For running a fully-distributed operation on more than one host, make the following configurations. In hbase-site.xml, add the property hbase.cluster.distributed and set it to true and point the HBase hbase.rootdir at the appropriate HDFS NameNode and location in HDFS where you would like HBase to write data. For example, if you namenode were running at namenode.example.org on port 8020 and you wanted to home your HBase in HDFS at /hbase, make the following configuration.

<configuration>
  ...
  <property>
    <name>hbase.rootdir</name>
    <value>hdfs://namenode.example.org:8020/hbase</value>
    <description>The directory shared by RegionServers.
    </description>
  </property>
  <property>
    <name>hbase.cluster.distributed</name>
    <value>true</value>
    <description>The mode the cluster will be in. Possible values are
      false: standalone and pseudo-distributed setups with managed Zookeeper
      true: fully-distributed with unmanaged Zookeeper Quorum (see hbase-env.sh)
    </description>
  </property>
  ...
</configuration>
1.4.2.2.1. regionservers

In addition, a fully-distributed mode requires that you modify conf/regionservers. The Section 1.7.1.2, “regionservers file lists all hosts that you would have running HRegionServers, one host per line (This file in HBase is like the Hadoop slaves file). All servers listed in this file will be started and stopped when HBase cluster start or stop is run.

1.4.2.2.2. ZooKeeper and HBase

See section Section 1.5, “ZooKeeper” for ZooKeeper setup for HBase.

1.4.2.2.3. HDFS Client Configuration

Of note, if you have made HDFS client configuration on your Hadoop cluster -- i.e. configuration you want HDFS clients to use as opposed to server-side configurations -- HBase will not see this configuration unless you do one of the following:

  • Add a pointer to your HADOOP_CONF_DIR to the HBASE_CLASSPATH environment variable in hbase-env.sh.

  • Add a copy of hdfs-site.xml (or hadoop-site.xml) or, better, symlinks, under ${HBASE_HOME}/conf, or

  • if only a small set of HDFS client configurations, add them to hbase-site.xml.

An example of such an HDFS client configuration is dfs.replication. If for example, you want to run with a replication factor of 5, hbase will create files with the default of 3 unless you do the above to make the configuration available to HBase.

1.4.3. Running and Confirming Your Installation

Make sure HDFS is running first. Start and stop the Hadoop HDFS daemons by running bin/start-hdfs.sh over in the HADOOP_HOME directory. You can ensure it started properly by testing the put and get of files into the Hadoop filesystem. HBase does not normally use the mapreduce daemons. These do not need to be started.

If you are managing your own ZooKeeper, start it and confirm its running else, HBase will start up ZooKeeper for you as part of its start process.

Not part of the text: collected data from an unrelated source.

PR #2014, opened 2024-07-03
Respect date filter for today

thecalcc:
SDESK-7310

Date filter can never be "null". It either has today's value (by default) or it has a user set value

### DIFF
--- a/client/apps/Planning/PlanningList.tsx
+++ b/client/apps/Planning/PlanningList.tsx
@@ -187,15 +187,12 @@ export class PlanningListComponent extends React.PureComponent<IProps> {
                 <PlanningListSubNav />
                 <ListPanel
                     groups={(() => {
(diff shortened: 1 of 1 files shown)


client/apps/Planning/PlanningList.tsx
```diff
@@ -187,15 +187,12 @@ export class PlanningListComponent extends React.PureComponent<IProps> {
                 <PlanningListSubNav />
                 <ListPanel
                     groups={(() => {
-                        const dateFilter = currentSearch.advancedSearch?.dates?.start;
+                        // Date filter by default has today's value
+                        const dateFilter = currentSearch.advancedSearch?.dates?.start ?? moment().date();
```
tomaskikutis, line 190: > Date filter can never be "null". 

Why then optional chaining is used and default is being applied?

tomaskikutis (approved):

tomaskikutis (approved):

PR #2015, opened 2024-07-03
[STT-15] backend: Support AddAsEvent when Planning already has an Event linked

MarkLark86:


MarkLark86:
@thecalcc Tested this locally. 'Add As Event' now works by creating secondary links if an Event is already linked.
image
You can see the second linked Event is a secondary link, as it does not have the 'locked' red vertical border

thecalcc:
> @thecalcc Tested this locally. 'Add As Event' now works by creating secondary links if an Event is already linked. !You can see the second linked Event is a secondary link, as it does not have the 'locked' red vertical border

Good stuff :)

devketanpro (approved):

PR #2016, opened 2024-07-05
Assignments day filter

thecalcc:
SDBELGA-819

TODO: 
- [x] Check counter of list items
- [x] Check calendar 'Clear' button alignment
- [x] Check filter persistence when switching between Desk/My assignments view with Gideon
- [x] Go over all usages in superdesk-cc [client-core pr](https://github.com/superdesk/superdesk-client-core/pull/4564)
- [x] Implement day filter persistence


thecalcc:
@tomaskikutis ignore the commented out code when doing a review now, as this is something to be discussed with Gideon

client/components/UI/List/Header.tsx
```diff
@@ -1,13 +1,19 @@
 import React from 'react';
-import PropTypes from 'prop-types';
 import classNames from 'classnames';
 
+interface IProps {
+    title?: string;
+    id?: string;
+    marginTop?: boolean;
+    marginBottom?: boolean;
+    children?: JSX.Element | Array<JSX.Element>;
```
tomaskikutis: wouldn't `children?: React.ReactNode` work?

client/components/Assignments/FiltersBar.tsx
```diff
@@ -3,26 +3,46 @@ import PropTypes from 'prop-types';
...
 
-import {SubNav} from 'superdesk-ui-framework/react';
+import {DatePicker, SubNav} from 'superdesk-ui-framework/react';
 import {StretchBar, Spacer} from '../UI/SubNav';
 import {Checkbox} from '../UI/Form';
 import {OrderFieldInput} from '../OrderBar';
 import {DesksSubnavDropdown} from './DesksSubNavDropDown';
+import {appConfig} from 'superdesk-core/scripts/appConfig';
 
+interface IProps {
```
tomaskikutis, line 10: if you're adding `IProps`, drop prop-types.

client/components/Assignments/FiltersBar.tsx
```diff
@@ -3,26 +3,46 @@ import PropTypes from 'prop-types';
...
+    showAllDeskOption?: boolean;
+    showDeskAssignmentView?: boolean;
+}
+
+const DAYS_AHEAD = 6;
 
 export const FiltersBar = ({
-    filterBy,
-    orderByField,
+    filterBy = 'Desk',
```
tomaskikutis, line 27: double-check that react default props use the same logic to apply a default as default function arguments. That is if value is undefined - a default gets applied. If `null` - then not.

client/components/Assignments/AssignmentGroupList.tsx
```diff
@@ -248,9 +254,9 @@ class AssignmentGroupListComponent extends React.Component {
                             <div className="sd-list-header__number sd-flex-grow">
                                 <span className="a11y-only">{gettext(
                                     'Number of Assignments: ',
-                                    {count: totalCount}
+                                    {count: (filteredAssignments?.length ?? 0)}
```
tomaskikutis, line 297: would be good to update this to use placeholder based translation. It should be possible to pass a react component like `gettext('Number of Assignments: {{n}}', {n: () => <div>5</div>})`

client/components/Assignments/AssignmentGroupList.tsx
```diff
@@ -283,8 +289,8 @@ class AssignmentGroupListComponent extends React.Component {
                         <ListItemLoader />
                     )}
                     {isLoading !== true && (
-                        get(assignments, 'length', 0) > 0 ? (
-                            assignments.map((assignment, index) => this.rowRenderer(index))
+                        (filteredAssignments?.length ?? 0) > 0 ? (
+                            filteredAssignments.map((assignment, index) => this.rowRenderer(index))
```
tomaskikutis: if first argument isn't being used, we should rename it to `_`

client/apps/Assignments/AssignmentList.tsx
```diff
@@ -79,6 +79,7 @@ AssignmentListContainer.defaultProps = {
 };
 
 const mapStateToProps = (state) => ({
+    dayField: selectors.getDayField(state),
```
tomaskikutis: is this used?

client/components/Assignments/AssignmentGroupList.tsx
thecalcc: We can create a ticker for this if you want to update it

client/apps/Assignments/AssignmentList.tsx
thecalcc: nope, removed

client/components/Assignments/FiltersBar.tsx
thecalcc: I don't think this is React specific. It's a function like any other one in javascript. In any case I tested how JS functions work with default arguments, so the same:

image

thecalcc: I've also tested it with this current component. When I pass `undefined` to `orderByField` argument, it falls back. When I pass `null` to it, there's no fallback.

thecalcc:
demo:

https://github.com/superdesk/superdesk-planning/assets/45574768/75b601ca-4b9b-443b-83f2-6b7ad6a4ccd1

client/components/Assignments/FiltersBar.tsx
tomaskikutis: > I don't think this is React specific.

Of course logic on how `defaultProps` work is react specific. `defaultProps` don't exist without react. But all good if it works the same as default values in native JS functions.

client/components/Assignments/AssignmentGroupList.tsx
tomaskikutis: it's 2 min maybe you can update without a ticket? :)

tomaskikutis (approved):

PR #2018, opened 2024-07-08
Handle assignment notification based on user preferences [SDBELGA-818]

devketanpro:


server/planning/assignments/assignments.py
```diff
@@ -344,6 +344,14 @@ def send_assignment_notification(self, updates, original=None, force=False):
         ):
             return
 
+        user = get_user()
```
petrjasek: this is current user again, who imo is not the one who should be receiving the notification

devketanpro: my bad,I forgot to push this file

server/planning/assignments/assignments.py
```diff
@@ -344,15 +344,14 @@ def send_assignment_notification(self, updates, original=None, force=False):
         ):
             return
 
-        user = get_user()
+        assigned_to = updates.get("assigned_to", {})
 
         # No assignment notification sent if user is not enabled that notification
         if not superdesk.get_resource_service("preferences").assignment_notification_is_enabled(
-            user_id=user.get("_id")
+            user_id=assigned_to.get("user")
```
petrjasek: I think it should first check if there is user assigned, it could be only desk afaik

server/planning/assignments/assignments_unlink_test.py
```diff
@@ -5,9 +5,32 @@
 
 
 class AssignmentUnlinkTestCase(TestCase):
+    def setUp(self):
+        super().setUp()
+        with self.app.app_context():
+            users = [
+                {
+                    "_id": ObjectId("5d385f31fe985ec67a0ca583"),
```
petrjasek: would be good to store that as a constant, it's kind of hard to check later all those ids are matching

petrjasek (approved):

PR #2113, opened 2024-10-14
Fix: Planning items created via an event are not always scheduled, but are being kept in draft mode [SDBELGA-879]

devketanpro:
when we remove the required field from the editor, in the schema its still marked as required, so when we validate the related_item, it gives us validation error as it is required

## Front-end checklist

### DIFF
--- a/client/components/ContentProfiles/ContentProfileModal.tsx
+++ b/client/components/ContentProfiles/ContentProfileModal.tsx
@@ -392,6 +392,11 @@ class ContentProfileModalComponent extends React.Component<IProps, IState> {
             fields.forEach((item, index) => {
                 profile.editor[item.name] = {...item.field};
                 profile.editor[item.name].index = index;
+
+                // If the field is disabled in the editor, mark it as not required to avoid backend validation issues.
+                if (item.field?.enabled == false) {
+                    profile.schema[item.name].required = false;
+                }
             });
 
             return key === 'profile' ?
--- a/client/components/ContentProfiles/ContentProfileModal.tsx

Start HBase with the following command:

bin/start-hbase.sh
Run the above from the HBASE_HOME directory.

You should now have a running HBase instance. HBase logs can be found in the logs subdirectory. Check them out especially if HBase had trouble starting.

HBase also puts up a UI listing vital attributes. By default its deployed on the Master host at port 60010 (HBase RegionServers listen on port 60020 by default and put up an informational http server at 60030). If the Master were running on a host named master.example.org on the default port, to see the Master's homepage you'd point your browser at http://master.example.org:60010.

Once HBase has started, see the ??? for how to create tables, add data, scan your insertions, and finally disable and drop your tables.

To stop HBase after exiting the HBase shell enter

$ ./bin/stop-hbase.sh
stopping hbase...............

Shutdown can take a moment to complete. It can take longer if your cluster is comprised of many machines. If you are running a distributed operation, be sure to wait until HBase has shut down completely before stopping the Hadoop daemons.



[10] The pseudo-distributed vs fully-distributed nomenclature comes from Hadoop.

[11] See Pseudo-distributed mode extras for notes on how to start extra Masters and RegionServers when running pseudo-distributed.